Unit Tests (25+ scenarios)

# tests/core/distributed/test_leasing.py
async def test_acquire_lease_success()
async def test_acquire_lease_already_held()
async def test_lease_expiry_detection()
async def test_lease_renewal()
async def test_idempotent_execution_cached_result()
async def test_idempotent_execution_retry_with_new_attempt()

# tests/core/distributed/test_placement.py
async def test_placement_executor_constraint()
async def test_placement_capability_constraint()
async def test_placement_whitelist()
async def test_placement_blacklist()
async def test_placement_concurrency_limit()

# tests/core/distributed/test_node_registry.py
async def test_node_registration()
async def test_node_heartbeat()
async def test_node_stale_detection()
async def test_node_deregistration()

# tests/core/distributed/test_recovery.py
async def test_recover_expired_leases()
async def test_recover_on_node_crash()
async def test_reassign_to_healthy_node()

Integration Tests

# tests/integration/distributed/
async def test_end_to_end_task_execution()
async def test_multiple_workers_same_tree()
async def test_coordinator_failure_and_recovery()
async def test_worker_failure_during_execution()
async def test_long_running_task_with_heartbeat()

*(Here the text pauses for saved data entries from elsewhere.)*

PR #515, opened 2026-08-05
fix(ci): make staging promotion atomic

flemzord:
## Summary

- queue `main` workflow runs instead of cancelling an in-flight staging promotion
- wait for any existing Argo CD operation before mutating image parameters
- roll back both image overrides when synchronization or verification fails
- verify the application is synced, healthy, and running the requested Operator tag
- cover successful promotion and rollback paths with a hermetic shell test

## Root cause

The staging deployment updated persistent Argo CD Helm parameters before starting the sync. If the sync failed or the workflow was cancelled, the parameter mutation survived and could later be applied independently. This left staging on `33bc2957` even though the chart metadata had advanced to `v3.13.1`.

## Validation

- `scripts/deploy-staging_test.sh`
- `nix --extra-experimental-features "nix-command flakes" develop --impure --command just pre-commit`
- `git diff --check`

### DIFF
--- a/scripts/deploy-staging.sh
+++ b/scripts/deploy-staging.sh
@@ -1,0 +1,73 @@
+#!/bin/sh
+
+set -eu
+
+: "${APPLICATION:?APPLICATION is required}"
+: "${AUTH_TOKEN:?AUTH_TOKEN is required}"
+: "${SERVER:?SERVER is required}"
+: "${TAG:?TAG is required}"
+
+argocd_cli() {
+	argocd --auth-token="$AUTH_TOKEN" --server="$SERVER" --grpc-web "$@"
+}
+
+parameter_value() {
+	argocd_cli app get "$APPLICATION" --output json |
+		jq -r --arg name "$1" \
+		'.spec.source.helm.parameters // [] | map(select(.name == $name)) | last | .value // empty'
+}
+
+restore_parameter() {
+	name=$1
+	value=$2
+	if [ -n "$value" ]; then
+		argocd_cli app set "$APPLICATION" --parameter "$name=$value"
+	else
+		argocd_cli app unset "$APPLICATION" --parameter "$name"
+	fi
+}
+
+mutated=false
+previous_image_tag=""
+previous_utils_tag=""
+
+rollback() {
+	status=$?
+	trap - EXIT INT TERM
+	if [ "$status" -ne 0 ] && [ "$mutated" = true ]; then
+		echo "Staging promotion failed; restoring previous Argo CD parameters" >&2
+		restore_parameter image.tag "$previous_image_tag" || true
+		restore_parameter operator.utils.tag "$previous_utils_tag" || true
+		argocd_cli app sync "$APPLICATION" --timeout 600 || true
+		argocd_cli app wait "$APPLICATION" --operation --sync --health --timeout 600 || true
+	fi
+	exit "$status"
+}
+
+trap rollback EXIT INT TERM
+
+# Never mutate parameters while another sync can still consume them.
+argocd_cli app wait "$APPLICATION" --operation --timeout 600
+
+previous_image_tag=$(parameter_value image.tag)
+previous_utils_tag=$(parameter_value operator.utils.tag)
+
+argocd_cli app set "$APPLICATION" \
+	--parameter "image.tag=$TAG" \
+	--parameter "operator.utils.tag=$TAG"
+mutated=true
+
+argocd_cli app sync "$APPLICATION" --timeout 600
+argocd_cli app wait "$APPLICATION" --operation --sync --health --timeout 600
+
+application=$(argocd_cli app get "$APPLICATION" --refresh --output json)
+echo "$application" | jq -e --arg tag "$TAG" '
+  (.spec.source.helm.parameters // [] | any(.name == "image.tag" and .value == $tag)) and
+  (.spec.source.helm.parameters // [] | any(.name == "operator.utils.tag" and .value == $tag)) and
+  (.status.sync.status == "Synced") and
+  (.status.health.status == "Healthy") and
+  (.status.summary.images // [] | any(endswith("/operator:" + $tag)))
+' >/dev/null
+
+mutated=false
+trap - EXIT INT TERM
--- a/scripts/deploy-staging.sh
+++ b/scripts/deploy-staging.sh
@@ -11,46 +11,52 @@ argocd_cli() {
 	argocd --auth-token="$AUTH_TOKEN" --server="$SERVER" --grpc-web "$@"
 }
 
-parameter_value() {
-	argocd_cli app get "$APPLICATION" --output json |
-		jq -r --arg name "$1" \
-		'.spec.source.helm.parameters // [] | map(select(.name == $name)) | last | .value // empty'
-}
-
-restore_parameter() {
-	name=$1
-	value=$2
-	if [ -n "$value" ]; then
-		argocd_cli app set "$APPLICATION" --parameter "$name=$value"
-	else
-		argocd_cli app unset "$APPLICATION" --parameter "$name"
-	fi
-}
-
 mutated=false
-previous_image_tag=""
-previous_utils_tag=""
+previous_parameters='[]'
+
+wait_for_operation() {
+	if argocd_cli app wait "$APPLICATION" --operation --timeout 600; then
+		return 0
+	fi
+
+	echo "Argo CD operation did not finish; terminating it before rollback" >&2
+	argocd_cli app terminate-op "$APPLICATION"
+	argocd_cli app wait "$APPLICATION" --operation --timeout 60
+}
 
 rollback() {
-	status=$?
-	trap - EXIT INT TERM
-	if [ "$status" -ne 0 ] && [ "$mutated" = true ]; then
+	status=$1
+	trap - EXIT
+	trap '' INT TERM
+
+	if [ "$mutated" = true ]; then
 		echo "Staging promotion failed; restoring previous Argo CD parameters" >&2
-		restore_parameter image.tag "$previous_image_tag" || true
-		restore_parameter operator.utils.tag "$previous_utils_tag" || true
-		argocd_cli app sync "$APPLICATION" --timeout 600 || true
-		argocd_cli app wait "$APPLICATION" --operation --sync --health --timeout 600 || true
+		if wait_for_operation; then
+			patch=$(jq -cn --argjson parameters "$previous_parameters" \
+				'{spec:{source:{helm:{parameters:$parameters}}}}')
+			if argocd_cli app patch "$APPLICATION" --type merge --patch "$patch"; then
+				argocd_cli app sync "$APPLICATION" --timeout 600 || true
+				argocd_cli app wait "$APPLICATION" --operation --sync --health --timeout 600 || true
+			else
+				echo "Unable to restore the previous Argo CD parameters" >&2
+			fi
+		else
+			echo "Unable to stop the active Argo CD operation; parameters were not changed during rollback" >&2
+		fi
 	fi
+
 	exit "$status"
 }
 
-trap rollback EXIT INT TERM
+trap 'rollback $?' EXIT
+trap 'rollback 130' INT
+trap 'rollback 143' TERM
 
 # Never mutate parameters while another sync can still consume them.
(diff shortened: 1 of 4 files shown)


scripts/deploy-staging.sh
```diff
@@ -0,0 +1,73 @@
...
+		argocd_cli app unset "$APPLICATION" --parameter "$name"
+	fi
+}
+
+mutated=false
+previous_image_tag=""
+previous_utils_tag=""
+
+rollback() {
+	status=$?
```
NumaryBot: 🟠 **[major] Treat INT/TERM traps as failed promotions**

When the script receives SIGINT/SIGTERM after the Argo CD parameters have been mutated, this handler reuses `$?` from whatever last ran successfully; for example, a cancellation between the successful `app set` and the next command can enter the trap with status 0. In that case the `status != 0` guard skips rollback and exits 0 even though `mutated=true`, leaving the persistent staging overrides behind.

scripts/deploy-staging.sh
```diff
@@ -0,0 +1,73 @@
...
+	trap - EXIT INT TERM
+	if [ "$status" -ne 0 ] && [ "$mutated" = true ]; then
+		echo "Staging promotion failed; restoring previous Argo CD parameters" >&2
+		restore_parameter image.tag "$previous_image_tag" || true
```
NumaryBot: 🟠 **[major] Wait out the failed sync before restoring overrides**

When `argocd app sync` or the subsequent wait times out while Argo CD still has the sync operation running, rollback immediately changes the Helm parameters before ensuring that operation has finished. In that timeout scenario the in-flight sync can still consume the new tag, and the rollback `app sync` can be rejected because another operation is in progress, so a failed promotion may still apply instead of being atomically reverted.

NumaryBot (commented):

Summary: https://github.com/formancehq/operator/pull/515#issuecomment-5192874264

scripts/deploy-staging.sh
```diff
@@ -0,0 +1,79 @@
...
+# Never mutate parameters while another sync can still consume them.
+argocd_cli app wait "$APPLICATION" --operation --timeout 600
+
+baseline=$(argocd_cli app get "$APPLICATION" --output json)
+previous_parameters=$(printf '%s\n' "$baseline" | jq -c '.spec.source.helm.parameters // []')
+
+argocd_cli app set "$APPLICATION" \
+	--parameter "image.tag=$TAG" \
+	--parameter "operator.utils.tag=$TAG"
+mutated=true
```
NumaryBot: 🟠 **[major] Rollback guard `mutated` set after `app set` — SIGTERM/SIGINT window leaves parameters dirty**

If the process receives SIGINT/SIGTERM while `argocd app set` is running or immediately after it returns, Argo CD may have already persisted the new Helm parameters but `mutated` is still `false`. The trap then skips rollback and exits 0, leaving the staging overrides in the new (broken) state. The same race occurs if the script is cancelled between the two `app set` calls for `image.tag` and `operator.utils.tag`.

**Suggestion:** Set `mutated=true` (or equivalent guard) **before** the first mutating `argocd app set` call, not after. Also force the trap to treat SIGINT/SIGTERM as a failure regardless of `$?`, so that any cancellation after the guard is set always triggers rollback.

scripts/deploy-staging.sh
```diff
@@ -0,0 +1,79 @@
...
+	trap '' INT TERM
+
+	if [ "$mutated" = true ]; then
+		echo "Staging promotion failed; restoring previous Argo CD parameters" >&2
+		if wait_for_operation; then
+			patch=$(jq -cn --argjson parameters "$previous_parameters" \
+				'{spec:{source:{helm:{parameters:$parameters}}}}')
+			if argocd_cli app patch "$APPLICATION" --type merge --patch "$patch"; then
+				argocd_cli app sync "$APPLICATION" --timeout 600 || true
+				argocd_cli app wait "$APPLICATION" --operation --sync --health --timeout 600 || true
```
NumaryBot, line 39: 🟠 **[major] In-flight Argo CD sync not terminated before rollback re-applies parameters**

When `argocd app sync` or a subsequent wait times out while Argo CD still has a sync operation running, the rollback immediately changes the Helm parameters before that operation completes. The in-flight sync can still consume the new tag, and the rollback `app sync` may be rejected because another operation is in progress. This means a failed promotion can still be applied despite the rollback attempt.

**Suggestion:** Before restoring parameters in the rollback path, cancel any in-progress Argo CD sync operation (e.g. `argocd app terminate-op "$APPLICATION"`) and wait for it to settle, then apply the parameter restore and re-sync.

scripts/deploy-staging.sh
```diff
@@ -0,0 +1,79 @@
...
+
+argocd_cli() {
+	argocd --auth-token="$AUTH_TOKEN" --server="$SERVER" --grpc-web "$@"
+}
+
+mutated=false
+previous_parameters='[]'
+
+wait_for_operation() {
+	if argocd_cli app wait "$APPLICATION" --operation --timeout 600; then
```
NumaryBot, line 18: 🟠 **[major] Pipeline failure in `parameter_value` silently records empty baseline**

In `parameter_value`, `argocd_cli app get` is the non-final command in a pipeline. If it fails, `jq` can exit successfully on empty input. The script then records empty strings as the previous parameter values. During rollback these empty values will unset valid production overrides instead of restoring them.

**Suggestion:** Capture the Argo CD response into a variable first and propagate its exit code before piping to `jq`:
```sh
application_json=$(argocd_cli app get "$APPLICATION" --output json) || return 1
printf '%s\n' "$application_json" | jq -r ...
```

scripts/deploy-staging.sh
```diff
@@ -0,0 +1,79 @@
...
+			if argocd_cli app patch "$APPLICATION" --type merge --patch "$patch"; then
+				argocd_cli app sync "$APPLICATION" --timeout 600 || true
+				argocd_cli app wait "$APPLICATION" --operation --sync --health --timeout 600 || true
+			else
+				echo "Unable to restore the previous Argo CD parameters" >&2
+			fi
+		else
+			echo "Unable to stop the active Argo CD operation; parameters were not changed during rollback" >&2
+		fi
+	fi
```
NumaryBot, line 46: 🟠 **[major] Two separate `app set` calls in rollback can leave mixed parameter state**

Each `restore_parameter` call (for `image.tag` and `operator.utils.tag`) issues a separate `argocd app set`. If the second call fails after the first succeeds, `image.tag` is restored but `operator.utils.tag` remains at the failed-promotion value. A subsequent sync applies this mixed state, making the rollback non-atomic.

**Suggestion:** Combine both parameter restores into a single `argocd app set` (or `argocd app patch`) invocation so both values are written atomically, then sync once.

scripts/deploy-staging_test.sh
```diff
@@ -0,0 +1,146 @@
...
+		;;
+	"app wait")
+		if [ -f "$FAKE_ARGOCD_OPERATION" ]; then
+			exit 1
+		fi
+		;;
+	"app terminate-op")
+		rm -f "$FAKE_ARGOCD_OPERATION"
+		;;
+esac
```
NumaryBot, line 98: 🟡 **[minor] Fake Argo CD handler tracks only one parameter; rollback of `operator.utils.tag` is never verified**

The fake ArgoCD handler uses a single state variable for both parameters and only applies/returns `image.tag`. Success and rollback tests can pass even if `operator.utils.tag` is never updated or restored, hiding real bugs in the rollback logic.

**Suggestion:** Store each parameter in its own state variable. Apply and return both independently in the fake. Extend success and rollback assertions to check both parameter values. Add a test case for an absent parameter to exercise the `app unset` path.

NumaryBot (commented):
NumaryBot posted 5 new inline findings.

Summary: https://github.com/formancehq/operator/pull/515#issuecomment-5192874264

scripts/deploy-staging.sh
```diff
@@ -0,0 +1,79 @@
...
+# Never mutate parameters while another sync can still consume them.
+argocd_cli app wait "$APPLICATION" --operation --timeout 600
+
+baseline=$(argocd_cli app get "$APPLICATION" --output json)
+previous_parameters=$(printf '%s\n' "$baseline" | jq -c '.spec.source.helm.parameters // []')
+
+mutated=true
+argocd_cli app set "$APPLICATION" \
+	--parameter "image.tag=$TAG" \
+	--parameter "operator.utils.tag=$TAG"
```
NumaryBot, line 64: 🟠 **[major] Mutation guard `mutated` set after `app set` — SIGINT/SIGTERM window leaves parameters dirty**
<sub>reported by NumaryBot, codex</sub>

The `mutated` flag is set only after the first `argocd app set` call succeeds. If the process receives SIGINT/SIGTERM while that call is running or immediately after it returns, Argo CD may have already persisted the new Helm parameters but `mutated` is still `false`. The trap then skips rollback and exits 0, leaving the staging overrides in the broken state. The same race exists between the two `app set` calls for `image.tag` and `operator.utils.tag`.

**Suggestion:** Set `mutated=true` before the first mutating `argocd app set` call, not after. Also force the INT/TERM trap to treat those signals as failures (e.g. `exit 1`) regardless of `$?`, so any cancellation after the guard is set always triggers rollback.

scripts/deploy-staging.sh
NumaryBot, line 39: 🟠 **[major] In-flight Argo CD sync not terminated before rollback restores parameters**
<sub>reported by NumaryBot, codex</sub>

When `argocd app sync` or a subsequent wait times out while Argo CD still has a sync operation running, the rollback immediately changes the Helm parameters before that operation completes. The in-flight sync can still consume the new tag, and the rollback `app sync` may be rejected because another operation is already in progress. A failed promotion can therefore still be applied to staging despite the rollback attempt.

**Suggestion:** Before restoring parameters in the rollback path, cancel any in-progress Argo CD sync operation (e.g. `argocd app terminate-op "$APPLICATION"`) and wait for it to settle, then apply the parameter restore and re-sync.

scripts/deploy-staging.sh
NumaryBot, line 18: 🟠 **[major] Pipeline failure in `parameter_value` silently records empty baseline**

`argocd_cli app get` is the non-final command in a pipeline. If it fails, `jq` can exit successfully on empty input. The script then records empty strings as the previous parameter values. During rollback these empty values will unset valid production overrides instead of restoring them, corrupting the staging application state.

**Suggestion:** Capture the Argo CD response into a variable first and propagate its exit code before piping to `jq`:
```sh
application_json=$(argocd_cli app get "$APPLICATION" --output json) || return 1
printf '%s\n' "$application_json" | jq -r --arg name "$1" \
  '.spec.source.helm.parameters // [] | map(select(.name == $name)) | last | .value // empty'
```

scripts/deploy-staging.sh
NumaryBot, line 46: 🟠 **[major] Two separate `app set` calls in rollback can leave mixed parameter state**

Each `restore_parameter` call (for `image.tag` and `operator.utils.tag`) issues a separate `argocd app set`. If the second call fails after the first succeeds, `image.tag` is restored but `operator.utils.tag` remains at the failed-promotion value. A subsequent sync applies this mixed state, making the rollback non-atomic and defeating the PR's stated purpose.

**Suggestion:** Combine both parameter restores into a single `argocd app set` invocation (passing both `--helm-set` flags at once) so both values are written atomically, then sync once.

scripts/deploy-staging_test.sh
```diff
@@ -0,0 +1,162 @@
...
```
NumaryBot, line 98: 🟡 **[minor] Fake Argo CD handler tracks only one parameter; rollback of `operator.utils.tag` is never verified**

The fake ArgoCD handler uses a single state variable for both parameters and only applies/returns `image.tag`. Success and rollback tests can pass even if `operator.utils.tag` is never updated or restored, hiding real bugs in the rollback logic.

**Suggestion:** Store each parameter in its own state variable. Apply and return both independently in the fake. Extend success and rollback assertions to check both parameter values. Add a test case for an absent parameter to exercise the `app unset` path.

NumaryBot (commented):
NumaryBot posted 5 new inline findings.

Summary: https://github.com/formancehq/operator/pull/515#issuecomment-5192874264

Migration Path: Single-Node to Distributed

Step 1: Switch Storage (Non-Breaking)

# Before: DuckDB
manager = TaskManager(storage=DuckDBStorage(path="apflow.db"))

# After: PostgreSQL (still single-node)
manager = TaskManager(storage=PostgreSQLStorage(url="postgresql://..."))

All existing APIs remain unchanged. This is a pure storage upgrade.

Step 2: Enable Distributed Mode

# Before: Single-node
manager = TaskManager(
    storage=PostgreSQLStorage(url="postgresql://..."),
    distributed=None,
)

# After: Distributed coordinator
manager = TaskManager(
    storage=PostgreSQLStorage(url="postgresql://..."),
    distributed=DistributedConfig(mode="coordinator"),
)

All task definitions, executors, and APIs remain unchanged. Workers are added separately.

Step 3: Deploy Workers

# New worker processes
manager = TaskManager(
    storage=PostgreSQLStorage(url="postgresql://..."),
    distributed=DistributedConfig(
        mode="worker",
        node_id="worker-1",
        coordinator_url="http://coordinator:8000",
    ),
)

FAQ

Q: Do I need distributed mode?

A: Only if you need: - Multiple machines for execution - High availability (node failure tolerance) - Horizontal scaling of workers

Single-node (PostgreSQL) is sufficient for 80% of use cases.

Q: What if PostgreSQL is overkill? Can I use SQLite?

A: Not for distributed mode. SQLite lacks: - ACID guarantees for multi-writer scenarios (we use single-writer, but...) - Advisory locks for lease management - Full transaction isolation levels

Use DuckDB (single-node, fast) or PostgreSQL (distributed-ready).

Q: Can I run a distributed system without a coordinator?

A: Theoretically, you could implement peer-to-peer task discovery (e.g., via etcd or Consul), but: - Complexity increases 10x - No clear winner in architecture design - apflow's coordinator is simple: just PostgreSQL + HTTP

If you need fully decentralized, consider Celery or Dask.

Q: How do I handle secrets in distributed mode?

A: Secrets are not part of apflow. Use: - Environment variables (injected per node) - External secret manager (Vault, AWS Secrets Manager) - Custom executor that fetches secrets at runtime

Q: What about network failures between coordinator and workers?

A: Workers use leases as heartbeats: - If network fails, lease expires → task reassigned - Workers don't need continuous connectivity - Eventual consistency is acceptable for orchestration


Future Enhancements

  1. Raft-Based Coordinator (Optional): If users demand true distributed consensus
  2. Task Sharding: Split large task trees across multiple coordinators
  3. Workload Affinity: Schedule tasks near data
  4. Advanced Placement: Spot instances, heterogeneous resources, cost optimization
  5. Multi-Tenancy: Isolated task namespaces per tenant

All above are additive features, not breaking changes to the core design.